Materials (Basel). 2026 Apr 10;19(8):1525. doi: 10.3390/ma19081525.
ABSTRACT
Wearable data gloves often suffer from electromagnetic interference, insufficient substrate stability, and limited capability for multi-degree-of-freedom motion measurement. To address these limitations, a flexible glove incorporating a hybrid POF-FBG sensing scheme was designed and fabricated. Plastic optical fibers (POFs) were side-polished and patterned with long-period gratings to improve sensitivity to wrist flexion-extension and abduction-adduction. Then fiber Bragg gratings (FBGs) were embedded in a polydimethylsiloxane substrate and encapsulated using thermoplastic polyurethane fixtures to reduce the influence of skin stretching and improve measurement accuracy of finger-joint angle. Moreover, a thermoplastic polyurethane skeleton with an adaptive sliding-rail structure was 3D printed to maintain the stability of the sensor placement at the joints.
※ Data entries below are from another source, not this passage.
PR #720, opened 2025-07-22
Fixup examples

jvansanten:
This project has been extremely useful for me in the past, and I was glad to learn that it is still being maintained! While dusting off some old code I noticed that some of the examples no longer work. Specifically:

- The MNIST dataset seems to have disappeared (along with nearly all other content?) from Yann LeCun's personal website. Download these from a mirror instead.
- Use floor division when constructing arguments to np.arange
- Use Matplotlib 3.0 API (normed -> density in plt.hist)
- Use Python3 dict semantics (.items() is a view rather than a list)


agriyakhetarpal (approved):
Thanks for these fixes, @jvansanten! I think we are not currently running the `examples/` folder in CI, which is why some of these issues are not being caught. Would you like to contribute further and add another `nox` session and run it in CI?

PR #721, opened 2025-07-24
feature: add implementation for 'same' mode for convolve

mrityunjai01:
1. Added ’same’ mode in scipy.signal.convolve, (in orther words, a forward pass or a direct application of convolve)
2. Added the vjp autograd function (backward or reverse differentiation)
3. Added a test for ‘same’ mode forward pass.

This should make it straightforward to write an implementation for np.convolve covering all modes.
I claim that the VJP for `convolve` doesn't necessarily need to be composed of other defined primitives to make it infinitely differentiable. The second derivative of `convolve` is zero, with respect to either argument (Claim).

Remaining tasks:
1. Add test to check for grad of convolve
2. Add jvp for convolve

The changes are written to not touch the existing code for ‘valid’ and ‘full’ modes, while minimizing the ‘git diff’ in this commit.

### DIFF
--- a/autograd/scipy/signal.py
+++ b/autograd/scipy/signal.py
@@ -9,14 +9,16 @@ from autograd.extend import defvjp, primitive
 
 @primitive
 def convolve(A, B, axes=None, dot_axes=[(), ()], mode="full"):
-    assert mode in ["valid", "full"], f"Mode {mode} not yet implemented"
+    assert mode in ["valid", "full", "same"], (
+        f"Mode {mode} undefined, it can be one of 'valid', 'full', and 'same'"
+    )
     if axes is None:
         axes = [list(range(A.ndim)), list(range(A.ndim))]
     wrong_order = any([B.shape[ax_B] < A.shape[ax_A] for ax_A, ax_B in zip(*axes)])
     if wrong_order:
         if mode == "valid" and not all([B.shape[ax_B] <= A.shape[ax_A] for ax_A, ax_B in zip(*axes)]):
             raise Exception("One array must be larger than the other along all convolved dimensions")
-        elif mode != "full" or B.size <= A.size:  # Tie breaker
+        elif mode == "valid" or (mode == "full" and B.size <= A.size):  # Tie breaker
             i1 = B.ndim - len(dot_axes[1]) - len(axes[1])  # B ignore
             i2 = i1 + A.ndim - len(dot_axes[0]) - len(axes[0])  # A ignore
             i3 = i2 + len(axes[0])
@@ -27,8 +29,12 @@ def convolve(A, B, axes=None, dot_axes=[(), ()], mode="full"):
                 ignore_A + ignore_B + conv
             )
 
-    if mode == "full":
-        B = pad_to_full(B, A, axes[::-1])
+    if mode == "same":
+        B, A = A, B
+        axes = axes[::-1]
+        dot_axes = dot_axes[::-1]
+    if mode != "valid":
+        B = pad(B, A, axes[::-1], mode=mode)
     B_view_shape = list(B.shape)
     B_view_strides = list(B.strides)
     flipped_idxs = [slice(None)] * A.ndim
@@ -40,7 +46,16 @@ def convolve(A, B, axes=None, dot_axes=[(), ()], mode="full"):
     B_view = as_strided(B, B_view_shape, B_view_strides)
     A_view = A[tuple(flipped_idxs)]
     all_axes = [list(axes[i]) + list(dot_axes[i]) for i in [0, 1]]
-    return einsum_tensordot(A_view, B_view, all_axes)
+    if mode == "same":
+        i1 = B.ndim - len(dot_axes[1]) - len(axes[1])  # B ignore
+        i2 = i1 + len(axes[0])
+        i3 = i2 + A.ndim - len(dot_axes[0]) - len(axes[0])  # A ignore
+        ignore_A = list(range(i1))
+        conv = list(range(i1, i2))
+        ignore_B = list(range(i2, i3))
+        return einsum_tensordot(B_view, A_view, all_axes[::-1]).transpose(ignore_A + ignore_B + conv)
+    else:
+        return einsum_tensordot(A_view, B_view, all_axes)
 
 
 def einsum_tensordot(A, B, axes, reverse=False):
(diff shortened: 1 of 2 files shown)


agriyakhetarpal (commented):
Thanks, @mrityunjai01! Were you able to get to writing the JVP for `convolve` and the tests? :)

agriyakhetarpal:
I think that should be fine!

mrityunjai01:
I have added the tests, they pass for both gradients and function evaluation. The PR achieves its objective features.

mrityunjai01:
@fjosw @agriyakhetarpal

mrityunjai01:
@fjosw @agriyakhetarpal any comments?

autograd/scipy/signal.py
```diff
@@ -27,8 +29,12 @@ def convolve(A, B, axes=None, dot_axes=[(), ()], mode="full"):
                 ignore_A + ignore_B + conv
             )
 
-    if mode == "full":
-        B = pad_to_full(B, A, axes[::-1])
+    if mode == "same":
+        B, A = A, B
+        axes = axes[::-1]
+        dot_axes = dot_axes[::-1]
```
agriyakhetarpal, line 40: So what I understand here is that after this swap, all references to A and B in the same block now mean the _opposite_ of what they did at the entry point of the function. This was a bit confusing for me because when you mentioned `# B ignore` and `# A ignore` on lines 50 and 52 respectively, they refer to the post-swap values. Could we please make this a bit clearer? Maybe we can do `signal, kernel = A, B`

autograd/scipy/signal.py
```diff
@@ -139,22 +161,46 @@ def grad_convolve(argnum, ans, A, B, axes=None, dot_axes=[(), ()], mode="full"):
...
+
+            result = convolve(
+                g,
+                Y[flipped_idxs(Y.ndim, axes[_Y_]["conv"])],
+                axes=[axes["out"]["conv"], axes[_Y_]["conv"]],
+                dot_axes=[axes["out"][ignore_Y], axes[_Y_]["ignore"]],
+                mode="valid",
+            )
+
+            new_order = np.argsort(axes[_X_]["ignore"] + axes[_X_]["dot"] + axes[_X_]["conv"])
```
agriyakhetarpal: `npo` instead of `np`, to match the VJP case?

```suggestion
            new_order = npo.argsort(axes[_X_]["ignore"] + axes[_X_]["dot"] + axes[_X_]["conv"])
```

autograd/scipy/signal.py
```diff
@@ -9,14 +9,16 @@
 
 @primitive
 def convolve(A, B, axes=None, dot_axes=[(), ()], mode="full"):
-    assert mode in ["valid", "full"], f"Mode {mode} not yet implemented"
+    assert mode in ["valid", "full", "same"], (
+        f"Mode {mode} undefined, it can be one of 'valid', 'full', and 'same'"
+    )
```
agriyakhetarpal, line 14: No action needed here, but I see that we do a lot of `assert` statements in library code instead of just doing so in the tests, and we should probably avoid that and raise errors (whether our own, subclassed), or `NotImplementedError`s, etc.

autograd/scipy/signal.py
```diff
@@ -27,8 +29,12 @@ def convolve(A, B, axes=None, dot_axes=[(), ()], mode="full"):
...
             )
 
-    if mode == "full":
-        B = pad_to_full(B, A, axes[::-1])
+    if mode == "same":
+        B, A = A, B
+        axes = axes[::-1]
+        dot_axes = dot_axes[::-1]
+    if mode != "valid":
+        B = pad(B, A, axes[::-1], mode=mode)
```
agriyakhetarpal: I think `pad_to_full` becoming `pad` makes the variable lose some of its expressiveness, in a way... do you think `pad_for_conv` or `conv_pad` makes sense here? This is a nit at best, so it's up to you!

agriyakhetarpal (commented):
Hi @mrityunjai01! I am sorry for the long wait for you here. I have launched the workflows and they are passing. Could you please take a look at my review comments below?

The rest LGTM, I verified a few things and I'll merge once @fjosw can also get a chance to put in a review.

autograd/scipy/signal.py
mrityunjai01: it'd need to be adopted everywhere else in the codebase and we'd need to agree on some error types, raising a `ValueError` seems good for this one, but I'd suggest we have a separate PR to implement such changes throughout the codebase.

autograd/scipy/signal.py
mrityunjai01: yes.

autograd/scipy/signal.py
mrityunjai01: would rather make it an internal function by renaming it to `_pad`

autograd/scipy/signal.py
mrityunjai01: the reason for this swap is that we want the references to `first argument` and `second argument` switch back to the intended references. This is done to help with the lack of commutativity in `same` mode. In particular, convolve is commutative (if seen as a binary operator in a colloquial sense) when `mode in ["valid", "full"]` but not when `mode == same`. There's a sneaky recursive swap a couple lines above this (it is unconditional and semantics of `same` wouldn't let `if wrong_order` guard/condition its behavior). We'd ideally have the semantic `First Arg` `Second Arg` because of non-commutativity instead of `signal` and `kernel` but it'd be restrictive (and we'd have to raise an exception or assertion) in the case of `wrong_order` (essentially if `A` is smaller than `B`). We don't want to raise in this case, so we're left with really nothing. Naming the args `A` and `B` doesn't fit any `mode`, naming them say signal, kernel also doesn't. There's just no good naming convention because of a conditional switch in line 26-28.

agriyakhetarpal: Thanks for this explanation! I read it a few times, and it makes sense to me. Based on that, how do you feel about this suggestion for a comment, so that we remember (please feel free to adapt or push back):

```suggestion
    if mode == "same":
        # 'same' mode is non-commutative, so we can't reuse the full/valid
        # path directly. We swap A and B here so the stride-tricks block below
        # treats the original A (now B) as the array to be padded and slid
        # over, and the original B (now A) as the filter to flip. The variable
        # names below refer to the post-swap roles.
        B, A = A, B
        axes = axes[::-1]
        dot_axes = dot_axes[::-1]
```

agriyakhetarpal (approved):
LGTM, thanks @mrityunjai01!

I'll wait for a couple of days for @fjosw to chime in, and then we can merge and release.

Experimental results demonstrated the mean absolute errors of 4.06°, 1.38° and 1.70° for wrist flexion-extension, abduction-adduction and finger-joint bending, respectively, along with excellent gesture classification using a support vector machine algorithm, which indicates great potential in virtual reality interaction and hand rehabilitation applications.